(Dataset extract begins)

PR #729, opened 2025-07-16
Stop resetting the VAI DB on any schema or api-service change.

ericpromislow:
### Until v2.12 has shipped -t his is for 2.12.1

Related to [#50978](https://github.com/rancher/rancher/issues/50978)

These are the only two paths into

`pkg/controllers/schema.handler#refreshAll()`, from `OnChangeCRD` and `OnChangeAPIService` .

A change in either of these doesn't need a change in the DB schema, and we still update VAI tables when an object is modified or deleted, so there's no need to reset the DB regarding the data either.

### DIFF
--- a/pkg/server/server.go
+++ b/pkg/server/server.go
@@ -237,9 +237,6 @@ func setup(ctx context.Context, server *Server) error {
 			if err := ccache.OnSchemas(schemas); err != nil {
 				return err
 			}
-			if err := s.Reset(); err != nil {
-				return err
-			}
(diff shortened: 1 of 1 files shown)


tomleb:
Here's why I don't think we should do this: https://github.com/rancher/rancher/issues/50978#issuecomment-3080388944.

ericpromislow:
No, this isn't enough, because some of the fields we index get picked up from the schema.

PR #735, opened 2025-07-21
Stop rebuilding all watchers: part 2

ericpromislow:
Related to [#50978](https://github.com/rancher/rancher/issues/50978)

Depends on steve PR #733


ericpromislow:
This turned out to be a dead end. See PR <TBD>

PR #745, opened 2025-07-24
Reset db more selectively: approach #2

ericpromislow:
Related to [#509780(https://github.com/rancher/rancher/issues/50978)

This is the first step to solving the underlying problem that we reset the VAI database too often.

This PR ensures the database and informers/watchers are initialized, and then resets them only
when there's been a change that requires doing that. These changes are limited to:

1. A change in a CRD that caused a change in the schema fields that we need to index in the database
2. A CRD is deleted
3. A new CRD is added

### DIFF
--- a/pkg/controllers/schema/schemas.go
+++ b/pkg/controllers/schema/schemas.go
@@ -34,8 +34,8 @@ var (
 
 type SchemasHandlerFunc func(schemas *schema2.Collection, changedSchemas map[string]*types.APISchema, deletedSomething bool) error
 
-func (s SchemasHandlerFunc) OnSchemas(schemas *schema2.Collection, changedSchemas map[string]*types.APISchema, deletedSomething bool) error {
-	return s(schemas, changedSchemas, deletedSomething)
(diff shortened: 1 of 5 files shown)


pkg/controllers/schema/schemas.go
```diff
@@ -88,7 +132,28 @@ func (h *handler) queueRefresh() {
...
+			deletedCRDs = h.deletedCRDs
+			h.deletedCRDs = make(map[k8sapimachineryschema.GroupVersionKind]bool)
+		}
+		if len(h.changedIDs) > 0 {
+			changedIDs = h.changedIDs
+			h.changedIDs = make(map[k8sapimachineryschema.GroupVersionKind]bool)
+		}
+		h.Unlock()
+		if len(changedIDs) > 0 || len(deletedCRDs) > 0 || len(createdCRDs) > 0 {
+			err = h.refreshAll(h.ctx, changedIDs, len(deletedCRDs) > 0 || len(createdCRDs) > 0)
```
crobby, line 154: I think it works, but it does feel/look awkward with the compound conditional used as the parameter.  Maybe split that out for clarity?

ericpromislow: Fixed

gehrkefc (approved):

PR #761, opened 2025-08-01
Tracing example

tomleb:
Just an example

Run jaeger with:

```
docker run -d --name jaeger   -e COLLECTOR_OTLP_ENABLED=true   -p 16686:16686   -p 4317:4317   -p 4318:4318   jaegertracing/all-in-one:latest
```

Run steve with:

```
OTEL_EXPORTER_OTLP_ENDPOINT=http://localhost:4318 go run . --sql-cache --debug
```

Go to web browser at http://localhost:16686.


pkg/sqlcache/informer/listoption_indexer.go
```diff
@@ -611,6 +612,9 @@ func (l *ListOptionIndexer) deleteLabels(tx transaction.Client) error {
 //   - a continue token, if there are more pages after the returned one
 //   - an error instead of all of the above if anything went wrong
 func (l *ListOptionIndexer) ListByOptions(ctx context.Context, lo *sqltypes.ListOptions, partitions []partition.Partition, namespace string) (*unstructured.UnstructuredList, int, string, error) {
+	ctx, span := steveotel.Tracer.Start(ctx, "ListOptionIndexer.ListByOptions")
+	defer span.End()
+
 	queryInfo, err := l.constructQuery(lo, partitions, namespace, db.Sanitize(l.GetName()))
```
gehrkefc, line 618: I suggest adding attributes to the span like the query and the params for example.

```go
// setting attributes at creation...
ctx, span = tracer.Start(ctx, "attributesAtCreation", trace.WithAttributes(attribute.String("hello", "world")))
// ... and after creation
span.SetAttributes(attribute.Bool("isTrue", true), attribute.String("stringAttr", "hi!"))
```
These are the valid types for attrs:
https://pkg.go.dev/go.opentelemetry.io/otel/attribute#KeyValue

PR #762, opened 2025-08-06
Fix slow labels queries

tomleb:
# Issue https://github.com/rancher/rancher/issues/51333

This PR does two things:
1. Configure SQLite to store temporary tables to memory
2. Use `DISTINCT` only when necessary

[This comment](https://github.com/rancher/rancher/issues/51333#issuecomment-3158096876) shows that using in-memory temporary tables speed up queries using `DISTINCT` (due to slow disks).

`DISTINCT` is only necessary when filtering by labels. (TODO: Verify if it's only necessary when making queries filtering by labels with `OR` filters, so that the general case is fast)

### DIFF
--- a/pkg/sqlcache/db/client.go
+++ b/pkg/sqlcache/db/client.go
@@ -458,6 +458,9 @@ func (c *client) NewConnection(useTempDir bool) (string, error) {
 		// if two transactions want to write at the same time, allow 2 minutes for the first to complete
 		// before baling out
 		"_pragma=busy_timeout=120000&"+
+		// store temporary tables to memory, to speed up queries making use
+		// of temporary tables (eg: when using DISTINCT)
+		"_pragma=temp_store=2&"+
 		// default to IMMEDIATE mode for transactions. Setting this parameter is the only current way
 		// to be able to switch between DEFERRED and IMMEDIATE modes in modernc.org/sqlite's implementation
 		// of BeginTx
--- a/pkg/sqlcache/informer/listoption_indexer.go
+++ b/pkg/sqlcache/informer/listoption_indexer.go
@@ -653,7 +653,11 @@ func (l *ListOptionIndexer) constructQuery(lo *sqltypes.ListOptions, partitions 
 		params = withParams
 		joinPartsToUse = joinParts
 	}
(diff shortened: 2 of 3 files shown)


gehrkefc (approved):

ericpromislow (changes requested):
It looks good, although I assume the `logLongQuery` part is temporary. If so there should be a `TODO:` comment specifying it should be removed by version 2.12.x (for x ~ 3 or 4)?

Also I'd like to see a test like this to verify that we handle multiple unbound sort parameters that don't hit every object:
```
diff --git a/pkg/sqlcache/informer/listoption_indexer_test.go b/pkg/sqlcache/informer/listoption_indexer_test.go
index 772eeda..453dd1e 100644
--- a/pkg/sqlcache/informer/listoption_indexer_test.go
+++ b/pkg/sqlcache/informer/listoption_indexer_test.go
@@ -1033,6 +1033,25 @@ func TestNewListOptionIndexerEasy(t *testing.T) {
 		expectedContToken: "",
 		expectedErr:       nil,
 	})
+	tests = append(tests, testCase{
+		description: "ListByOptions sorting on two existing labels, with no label filters, should sort correctly",
+		listOptions: sqltypes.ListOptions{
+			SortList: sqltypes.SortList{
+				SortDirectives: []sqltypes.Sort{
+					{
+						Fields: []string{"metadata", "labels", "horses"},
+					},
+					{
+						Fields: []string{"metadata", "labels", "cows"},
+					},
+				},
+			},
+		},
+		partitions: []partition.Partition{{All: true}},
+		expectedList: makeList(t, obj02a_beef_saddles, obj02_milk_saddles, obj03_saddles,
+			obj02b_milk_shoes, obj03a_shoes, obj04_milk, obj01_no_labels, obj05__guard_lodgepole),
+		expectedTotal: len(allObjects),
+	})
 	//tests = append(tests, testCase{
 	//	description: "ListByOptions with a Namespace Partition should select only items where metadata.namespace is equal to Namespace and all other conditions are met",
 	//	partitions: []partition.Partition{
```

ericpromislow (approved):
Thx for adding the test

(Dataset extract ends)

■ Try it
Nothing but the lines from the first line of the listing above through the line holding "These are the only two paths into" should be reproduced, and each must match exactly.

■ Exercise result
PR #729, opened 2025-07-16
Stop resetting the VAI DB on any schema or api-service change.

ericpromislow:
### Until v2.12 has shipped -t his is for 2.12.1

Related to [#50978](https://github.com/rancher/rancher/issues/50978)

These are the only two paths into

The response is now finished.